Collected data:
■ ■ ■ ■
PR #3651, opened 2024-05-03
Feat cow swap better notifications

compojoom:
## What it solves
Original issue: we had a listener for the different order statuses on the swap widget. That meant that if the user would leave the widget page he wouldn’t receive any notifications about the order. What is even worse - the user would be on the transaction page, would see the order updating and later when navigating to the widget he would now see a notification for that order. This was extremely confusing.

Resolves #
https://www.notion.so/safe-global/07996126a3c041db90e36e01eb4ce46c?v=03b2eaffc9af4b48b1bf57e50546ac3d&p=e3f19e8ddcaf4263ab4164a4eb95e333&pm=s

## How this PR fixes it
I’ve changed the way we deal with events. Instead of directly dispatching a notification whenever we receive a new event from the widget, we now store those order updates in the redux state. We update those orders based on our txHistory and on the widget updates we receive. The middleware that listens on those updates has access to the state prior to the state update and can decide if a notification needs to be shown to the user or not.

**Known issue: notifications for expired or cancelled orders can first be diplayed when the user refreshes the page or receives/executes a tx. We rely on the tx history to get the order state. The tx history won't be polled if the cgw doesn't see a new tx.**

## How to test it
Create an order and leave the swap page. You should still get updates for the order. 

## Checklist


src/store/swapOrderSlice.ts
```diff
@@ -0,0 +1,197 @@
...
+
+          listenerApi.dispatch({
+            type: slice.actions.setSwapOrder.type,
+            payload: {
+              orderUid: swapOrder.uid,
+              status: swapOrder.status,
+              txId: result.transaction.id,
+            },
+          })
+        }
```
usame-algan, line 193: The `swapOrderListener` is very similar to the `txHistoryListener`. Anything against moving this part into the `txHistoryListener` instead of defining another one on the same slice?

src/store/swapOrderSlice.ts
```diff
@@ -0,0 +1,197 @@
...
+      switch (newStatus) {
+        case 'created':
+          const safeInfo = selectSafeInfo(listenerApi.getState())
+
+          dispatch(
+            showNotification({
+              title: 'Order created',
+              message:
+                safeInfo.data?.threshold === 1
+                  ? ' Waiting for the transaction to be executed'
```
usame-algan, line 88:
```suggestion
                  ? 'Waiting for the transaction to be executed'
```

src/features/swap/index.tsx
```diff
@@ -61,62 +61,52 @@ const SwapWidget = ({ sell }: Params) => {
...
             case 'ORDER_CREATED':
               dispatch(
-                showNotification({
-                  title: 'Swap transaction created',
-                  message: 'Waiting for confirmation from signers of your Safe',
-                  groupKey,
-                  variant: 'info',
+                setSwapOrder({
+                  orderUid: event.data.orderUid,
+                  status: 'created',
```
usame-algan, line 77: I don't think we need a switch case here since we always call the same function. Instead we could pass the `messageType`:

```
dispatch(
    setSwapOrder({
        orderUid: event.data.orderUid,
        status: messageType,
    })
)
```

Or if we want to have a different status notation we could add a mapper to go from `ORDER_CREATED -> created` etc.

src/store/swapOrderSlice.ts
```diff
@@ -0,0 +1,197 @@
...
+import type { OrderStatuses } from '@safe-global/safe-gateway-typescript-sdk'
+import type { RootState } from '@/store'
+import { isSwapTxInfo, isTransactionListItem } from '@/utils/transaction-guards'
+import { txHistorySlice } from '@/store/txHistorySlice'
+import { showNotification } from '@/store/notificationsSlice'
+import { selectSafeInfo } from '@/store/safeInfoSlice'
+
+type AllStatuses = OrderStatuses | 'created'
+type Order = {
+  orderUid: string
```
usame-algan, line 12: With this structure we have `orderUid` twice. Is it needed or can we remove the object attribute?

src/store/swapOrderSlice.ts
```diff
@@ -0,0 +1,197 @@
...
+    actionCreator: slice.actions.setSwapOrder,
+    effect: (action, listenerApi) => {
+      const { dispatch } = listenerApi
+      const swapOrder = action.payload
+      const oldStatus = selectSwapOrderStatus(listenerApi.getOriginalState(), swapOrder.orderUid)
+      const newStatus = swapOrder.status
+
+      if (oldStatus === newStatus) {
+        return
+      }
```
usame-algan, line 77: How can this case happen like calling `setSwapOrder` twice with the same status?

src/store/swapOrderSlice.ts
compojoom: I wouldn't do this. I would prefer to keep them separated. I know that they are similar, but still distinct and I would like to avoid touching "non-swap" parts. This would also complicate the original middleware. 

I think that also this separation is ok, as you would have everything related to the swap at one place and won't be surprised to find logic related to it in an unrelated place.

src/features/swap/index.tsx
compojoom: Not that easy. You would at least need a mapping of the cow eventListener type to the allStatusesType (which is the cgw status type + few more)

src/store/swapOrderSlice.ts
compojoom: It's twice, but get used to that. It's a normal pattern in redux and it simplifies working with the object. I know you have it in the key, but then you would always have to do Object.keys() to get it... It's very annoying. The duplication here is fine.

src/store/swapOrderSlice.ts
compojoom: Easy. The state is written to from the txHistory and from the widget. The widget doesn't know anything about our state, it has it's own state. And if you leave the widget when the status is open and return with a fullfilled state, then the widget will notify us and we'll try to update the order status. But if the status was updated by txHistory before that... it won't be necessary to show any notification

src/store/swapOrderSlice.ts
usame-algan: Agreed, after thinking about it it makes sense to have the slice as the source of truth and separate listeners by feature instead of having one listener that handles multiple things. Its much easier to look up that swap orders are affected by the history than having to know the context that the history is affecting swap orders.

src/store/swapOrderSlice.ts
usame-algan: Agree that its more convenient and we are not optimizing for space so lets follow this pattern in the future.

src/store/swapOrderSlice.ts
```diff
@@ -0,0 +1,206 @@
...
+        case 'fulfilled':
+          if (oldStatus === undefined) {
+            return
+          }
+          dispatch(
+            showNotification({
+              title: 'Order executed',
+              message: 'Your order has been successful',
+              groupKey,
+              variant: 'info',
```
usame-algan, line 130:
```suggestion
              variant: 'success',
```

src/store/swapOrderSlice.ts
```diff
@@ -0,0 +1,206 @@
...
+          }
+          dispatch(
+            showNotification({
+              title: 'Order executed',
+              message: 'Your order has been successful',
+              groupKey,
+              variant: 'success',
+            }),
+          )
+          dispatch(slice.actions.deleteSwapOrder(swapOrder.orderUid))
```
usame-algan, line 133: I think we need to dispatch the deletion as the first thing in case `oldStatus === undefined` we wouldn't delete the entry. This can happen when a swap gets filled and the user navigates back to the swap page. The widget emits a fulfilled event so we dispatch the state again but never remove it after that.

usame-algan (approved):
■ ■ ■ ■
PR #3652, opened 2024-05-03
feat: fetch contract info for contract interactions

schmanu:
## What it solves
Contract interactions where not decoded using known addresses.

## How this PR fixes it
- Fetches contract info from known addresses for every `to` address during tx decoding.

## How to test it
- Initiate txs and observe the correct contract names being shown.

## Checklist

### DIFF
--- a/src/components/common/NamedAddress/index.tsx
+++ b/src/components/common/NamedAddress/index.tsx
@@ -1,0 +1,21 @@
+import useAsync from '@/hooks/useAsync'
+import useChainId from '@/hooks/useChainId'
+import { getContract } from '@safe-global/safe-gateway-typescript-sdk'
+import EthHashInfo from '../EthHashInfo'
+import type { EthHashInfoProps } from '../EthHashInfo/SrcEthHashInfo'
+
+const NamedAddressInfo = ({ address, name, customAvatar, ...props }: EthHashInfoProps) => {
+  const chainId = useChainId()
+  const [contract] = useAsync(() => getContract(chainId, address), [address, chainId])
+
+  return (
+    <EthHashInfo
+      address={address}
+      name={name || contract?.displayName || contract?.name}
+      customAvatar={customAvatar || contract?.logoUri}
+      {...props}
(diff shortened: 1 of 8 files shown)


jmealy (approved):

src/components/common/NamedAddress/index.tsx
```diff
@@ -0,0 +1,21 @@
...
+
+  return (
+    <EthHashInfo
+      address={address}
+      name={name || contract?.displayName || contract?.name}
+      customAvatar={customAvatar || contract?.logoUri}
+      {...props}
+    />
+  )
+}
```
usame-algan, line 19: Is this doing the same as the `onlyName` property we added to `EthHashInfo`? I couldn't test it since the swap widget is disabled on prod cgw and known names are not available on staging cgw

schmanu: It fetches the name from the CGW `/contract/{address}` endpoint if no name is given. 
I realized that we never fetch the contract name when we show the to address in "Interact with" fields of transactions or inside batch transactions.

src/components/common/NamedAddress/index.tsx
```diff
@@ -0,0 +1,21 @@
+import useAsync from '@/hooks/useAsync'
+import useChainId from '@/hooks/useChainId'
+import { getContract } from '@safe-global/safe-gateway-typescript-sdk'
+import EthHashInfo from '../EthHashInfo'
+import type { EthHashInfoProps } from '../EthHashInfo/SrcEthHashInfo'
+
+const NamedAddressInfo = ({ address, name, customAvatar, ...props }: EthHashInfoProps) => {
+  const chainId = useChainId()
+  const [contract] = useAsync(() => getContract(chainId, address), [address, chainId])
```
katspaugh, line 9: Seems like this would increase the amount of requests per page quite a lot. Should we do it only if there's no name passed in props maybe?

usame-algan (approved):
■ ■ ■ ■
Among the lines above, find those carrying the word "executed" and copy them out.

• _Task output_
+                  ? ' Waiting for the transaction to be executed'
                  ? 'Waiting for the transaction to be executed'
+              title: 'Order executed',
+              title: 'Order executed',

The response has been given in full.